Modulation of *CHxO Adsorption to Facilitate Electrocatalytic Reduction of CO2 to CH4 over Cu-Based Catalysts

Copper (Cu) can efficiently catalyze the electrochemical CO₂ reduction reaction (CO₂RR) to produce value-added fuels and chemicals, among which methane (CH₄) has drawn attention due to its high mass energy density. However, the linear scaling relationship between the adsorption energies of *CO and *CH_xO on Cu restricts the selectivity toward CH₄. Alloying a secondary metal in Cu provides a new freedom to break the linear scaling relationship, thus regulating the product distribution.

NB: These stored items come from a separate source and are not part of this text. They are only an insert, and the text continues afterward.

PR #1036, opened 2023-05-22
Add kubelogin to AKS cluster auth

IsaacCalligeros95:
Adds support for [Kubelogin](https://github.com/Azure/kubelogin) to AKS cluster authentication. This is done using the [convert-kubeconfig](https://azure.github.io/kubelogin/cli/convert-kubeconfig.html) command and will require kubelogin to be on path for all AKS deployments. 

Kubelogin can be installed simply by running `az aks install-cli`, for further details see https://azure.github.io/kubelogin/install.html. 

## Results
Executing locally with kubelogin for aad-rbac aks cluster
image

In Execution containers (Windows 5.1.0) for AAD rbac and rbac 
image

Execution containers (Ubuntu 5.1.0) 
image

PR #1041, opened 2023-05-25
Kubelogin e2e

veochen-octopus:
E2E tests to verify the `kubelogin` changes in https://github.com/OctopusDeploy/Calamari/pull/1036. To make this PR easy to read and review, I've kept the old fixture `KubernetesContextScriptWrapperLiveFixtureAks` unchanged. This uses a cluster with local account enabled, like before. `kubelogin` is invoked wherever appropriate.

An additional fixture is added based on the existing fixture
- It's called `KubernetesContextScriptWrapperLiveFixtureAksLocalAccessDisabled`
- The terraform files are in the `AKS-local-access-disabled` folder
- This creates a cluster with local access disabled, and therefore with the service account, role, role binding and secret all removed
- The test cases for authorizing with a service account token and a client certificate are also removed as they're associated with a service account. This leaves only one authorization test which uses the service principal.


source/Calamari.Tests/KubernetesFixtures/Terraform/Clusters/AKS-local-access-disabled/aks.tf
```diff
@@ -0,0 +1,35 @@
...
+  }
+
+  role_based_access_control_enabled = true
+  local_account_disabled            = true
+
+  azure_active_directory_role_based_access_control {
+    managed            = true
+    azure_rbac_enabled = true
+  }
+}
```
veochen-octopus, line 35: These are the key configs for creating a cluster with local access disabled.

benPearce1 (approved):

This paper describes a controllable electrodeposition approach to alloying Cu with oxophilic metal (M) to steer the reaction pathway toward CH₄. The optimized La₅Cu₉₅ electrocatalyst exhibits a CH₄ Faradaic efficiency of 64.5%, with the partial current density of 193.5 mA cm^-2. The introduction of oxophilic La could lower the energy barrier for *CO hydrogenation to *CH_xO by strengthening the M-O bond, which would also promote the breakage of the C-O bond in *CH₃O for the formation of CH₄. This work provides a new avenue for the design of Cu-based electrocatalysts to achieve high selectivity in CO₂RR through the modulation of the adsorption behaviors of key intermediates.